[Start of Attachment]
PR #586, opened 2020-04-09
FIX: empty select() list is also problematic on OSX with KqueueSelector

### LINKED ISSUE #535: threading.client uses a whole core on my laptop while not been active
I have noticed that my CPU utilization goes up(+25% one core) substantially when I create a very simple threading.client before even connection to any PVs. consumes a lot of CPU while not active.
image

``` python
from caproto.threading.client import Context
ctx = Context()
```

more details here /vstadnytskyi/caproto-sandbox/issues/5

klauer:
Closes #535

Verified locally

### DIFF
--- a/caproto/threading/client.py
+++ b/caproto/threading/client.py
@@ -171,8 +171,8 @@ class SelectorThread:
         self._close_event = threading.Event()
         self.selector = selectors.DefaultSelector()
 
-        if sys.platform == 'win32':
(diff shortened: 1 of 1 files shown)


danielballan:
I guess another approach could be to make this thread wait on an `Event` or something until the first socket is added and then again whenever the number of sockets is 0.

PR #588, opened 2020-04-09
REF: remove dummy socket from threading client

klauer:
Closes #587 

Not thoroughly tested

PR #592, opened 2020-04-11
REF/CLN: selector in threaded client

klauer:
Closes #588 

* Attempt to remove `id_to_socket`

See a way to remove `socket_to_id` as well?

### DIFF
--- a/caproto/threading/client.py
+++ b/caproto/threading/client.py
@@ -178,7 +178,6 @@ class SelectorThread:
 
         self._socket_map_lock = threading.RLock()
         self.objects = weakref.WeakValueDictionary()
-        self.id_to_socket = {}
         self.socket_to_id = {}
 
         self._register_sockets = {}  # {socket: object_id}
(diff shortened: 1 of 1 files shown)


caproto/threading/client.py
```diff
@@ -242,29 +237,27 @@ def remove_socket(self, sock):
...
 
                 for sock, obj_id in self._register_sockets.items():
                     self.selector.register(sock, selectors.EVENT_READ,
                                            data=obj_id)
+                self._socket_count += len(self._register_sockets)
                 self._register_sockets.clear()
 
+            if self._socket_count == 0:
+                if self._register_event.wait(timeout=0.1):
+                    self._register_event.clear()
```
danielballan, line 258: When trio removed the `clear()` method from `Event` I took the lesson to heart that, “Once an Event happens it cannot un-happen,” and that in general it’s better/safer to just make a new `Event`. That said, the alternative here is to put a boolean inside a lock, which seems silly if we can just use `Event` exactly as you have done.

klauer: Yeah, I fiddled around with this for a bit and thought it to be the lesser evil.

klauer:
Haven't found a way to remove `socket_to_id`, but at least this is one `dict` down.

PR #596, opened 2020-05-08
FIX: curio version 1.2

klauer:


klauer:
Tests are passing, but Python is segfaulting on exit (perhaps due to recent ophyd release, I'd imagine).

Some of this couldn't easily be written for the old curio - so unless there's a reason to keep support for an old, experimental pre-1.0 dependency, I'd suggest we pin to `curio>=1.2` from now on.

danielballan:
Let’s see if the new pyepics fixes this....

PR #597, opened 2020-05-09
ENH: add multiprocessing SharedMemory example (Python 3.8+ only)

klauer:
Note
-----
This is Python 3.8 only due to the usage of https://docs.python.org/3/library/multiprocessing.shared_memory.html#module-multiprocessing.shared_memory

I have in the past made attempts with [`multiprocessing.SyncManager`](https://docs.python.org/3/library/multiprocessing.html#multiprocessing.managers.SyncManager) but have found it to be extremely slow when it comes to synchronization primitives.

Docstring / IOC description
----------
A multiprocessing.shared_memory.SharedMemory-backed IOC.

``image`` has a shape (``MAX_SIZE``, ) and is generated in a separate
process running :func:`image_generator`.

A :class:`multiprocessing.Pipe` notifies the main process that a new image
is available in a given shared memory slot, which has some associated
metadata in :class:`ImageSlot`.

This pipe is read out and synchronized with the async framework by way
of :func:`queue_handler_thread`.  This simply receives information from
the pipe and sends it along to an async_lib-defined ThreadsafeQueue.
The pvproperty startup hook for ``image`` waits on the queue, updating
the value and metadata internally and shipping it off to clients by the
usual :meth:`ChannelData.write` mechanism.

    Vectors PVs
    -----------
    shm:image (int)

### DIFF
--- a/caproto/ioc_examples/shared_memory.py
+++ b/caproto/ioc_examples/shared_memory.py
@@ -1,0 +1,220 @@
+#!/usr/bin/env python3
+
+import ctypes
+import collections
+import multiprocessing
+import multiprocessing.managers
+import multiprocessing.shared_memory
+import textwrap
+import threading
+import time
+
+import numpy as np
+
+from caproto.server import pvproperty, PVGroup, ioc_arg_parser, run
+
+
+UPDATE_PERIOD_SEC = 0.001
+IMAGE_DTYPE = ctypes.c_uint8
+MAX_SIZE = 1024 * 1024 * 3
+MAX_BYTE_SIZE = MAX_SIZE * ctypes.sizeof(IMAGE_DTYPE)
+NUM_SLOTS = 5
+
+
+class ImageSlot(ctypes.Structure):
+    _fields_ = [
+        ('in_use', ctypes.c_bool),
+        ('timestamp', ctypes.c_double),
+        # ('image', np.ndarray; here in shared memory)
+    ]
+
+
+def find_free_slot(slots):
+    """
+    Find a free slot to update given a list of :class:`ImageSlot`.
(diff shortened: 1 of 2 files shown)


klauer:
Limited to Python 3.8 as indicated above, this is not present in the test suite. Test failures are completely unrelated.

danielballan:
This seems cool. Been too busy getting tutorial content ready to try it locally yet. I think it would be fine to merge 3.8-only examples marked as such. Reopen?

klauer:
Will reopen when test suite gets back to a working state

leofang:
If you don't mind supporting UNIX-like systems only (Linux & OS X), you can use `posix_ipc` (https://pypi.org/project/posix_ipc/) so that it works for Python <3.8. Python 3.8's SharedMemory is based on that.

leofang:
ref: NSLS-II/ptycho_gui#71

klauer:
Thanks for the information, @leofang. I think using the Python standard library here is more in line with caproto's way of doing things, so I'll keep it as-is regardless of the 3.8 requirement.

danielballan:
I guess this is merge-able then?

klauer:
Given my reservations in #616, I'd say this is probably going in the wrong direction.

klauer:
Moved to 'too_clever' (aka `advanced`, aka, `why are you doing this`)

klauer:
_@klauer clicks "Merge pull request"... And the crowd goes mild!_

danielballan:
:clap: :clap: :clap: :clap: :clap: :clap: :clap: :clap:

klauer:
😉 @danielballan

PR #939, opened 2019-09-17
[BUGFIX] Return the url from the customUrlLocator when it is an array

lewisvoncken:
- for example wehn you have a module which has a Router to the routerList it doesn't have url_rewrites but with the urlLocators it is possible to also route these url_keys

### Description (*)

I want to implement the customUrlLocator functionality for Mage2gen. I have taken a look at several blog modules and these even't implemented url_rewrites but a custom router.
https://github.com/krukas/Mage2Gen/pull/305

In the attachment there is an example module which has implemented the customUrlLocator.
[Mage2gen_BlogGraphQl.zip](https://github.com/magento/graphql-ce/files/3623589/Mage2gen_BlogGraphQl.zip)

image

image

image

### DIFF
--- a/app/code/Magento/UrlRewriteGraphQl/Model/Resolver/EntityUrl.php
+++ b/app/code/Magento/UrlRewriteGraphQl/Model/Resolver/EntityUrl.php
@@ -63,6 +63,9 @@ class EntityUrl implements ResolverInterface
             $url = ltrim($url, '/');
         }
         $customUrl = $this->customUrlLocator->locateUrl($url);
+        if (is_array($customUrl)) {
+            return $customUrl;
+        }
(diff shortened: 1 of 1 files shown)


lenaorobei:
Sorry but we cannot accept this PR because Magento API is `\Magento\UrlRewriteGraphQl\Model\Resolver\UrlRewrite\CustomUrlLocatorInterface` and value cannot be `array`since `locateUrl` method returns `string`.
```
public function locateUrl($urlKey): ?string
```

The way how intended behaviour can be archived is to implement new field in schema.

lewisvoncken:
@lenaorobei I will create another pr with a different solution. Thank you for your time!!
[End of Attachment]
[Start of Attachment]
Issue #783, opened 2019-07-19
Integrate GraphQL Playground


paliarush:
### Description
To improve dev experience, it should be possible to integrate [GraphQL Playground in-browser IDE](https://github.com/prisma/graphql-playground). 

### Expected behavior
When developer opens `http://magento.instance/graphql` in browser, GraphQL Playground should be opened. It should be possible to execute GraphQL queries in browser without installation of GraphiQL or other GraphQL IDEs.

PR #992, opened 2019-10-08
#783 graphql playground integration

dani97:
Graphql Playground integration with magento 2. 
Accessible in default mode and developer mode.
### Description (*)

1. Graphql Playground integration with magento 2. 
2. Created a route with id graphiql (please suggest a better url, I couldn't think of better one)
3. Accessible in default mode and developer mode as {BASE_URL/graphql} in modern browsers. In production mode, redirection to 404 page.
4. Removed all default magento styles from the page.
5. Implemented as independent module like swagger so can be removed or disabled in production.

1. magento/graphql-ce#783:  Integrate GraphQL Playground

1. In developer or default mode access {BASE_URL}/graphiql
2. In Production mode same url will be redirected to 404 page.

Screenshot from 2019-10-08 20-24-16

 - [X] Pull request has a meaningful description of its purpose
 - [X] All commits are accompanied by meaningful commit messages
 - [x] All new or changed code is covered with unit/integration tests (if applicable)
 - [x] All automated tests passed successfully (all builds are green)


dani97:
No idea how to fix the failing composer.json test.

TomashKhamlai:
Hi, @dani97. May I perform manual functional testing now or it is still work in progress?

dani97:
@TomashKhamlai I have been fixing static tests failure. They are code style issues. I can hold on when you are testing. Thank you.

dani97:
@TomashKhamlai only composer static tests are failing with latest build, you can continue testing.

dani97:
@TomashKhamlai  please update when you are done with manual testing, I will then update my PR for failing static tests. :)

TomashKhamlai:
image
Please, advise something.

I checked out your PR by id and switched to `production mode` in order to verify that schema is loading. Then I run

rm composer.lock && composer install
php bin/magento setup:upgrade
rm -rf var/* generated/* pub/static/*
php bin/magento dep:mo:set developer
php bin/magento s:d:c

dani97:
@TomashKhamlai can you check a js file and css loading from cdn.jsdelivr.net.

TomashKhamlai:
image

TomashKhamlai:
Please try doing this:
[End of Attachment]
Please give an exact copy of the lines above, beginning with the line containing "FIX: curio version 1.2" and running through the line containing "This is Python", and of no other lines.

FIX: curio version 1.2

klauer:


klauer:
Tests are passing, but Python is segfaulting on exit (perhaps due to recent ophyd release, I'd imagine).

Some of this couldn't easily be written for the old curio - so unless there's a reason to keep support for an old, experimental pre-1.0 dependency, I'd suggest we pin to `curio>=1.2` from now on.

danielballan:
Let’s see if the new pyepics fixes this....

PR #597, opened 2020-05-09
ENH: add multiprocessing SharedMemory example (Python 3.8+ only)

klauer:
Note
-----
This is Python 3.8 only due to the usage of https://docs.python.org/3/library/multiprocessing.shared_memory.html#module-multiprocessing.shared_memory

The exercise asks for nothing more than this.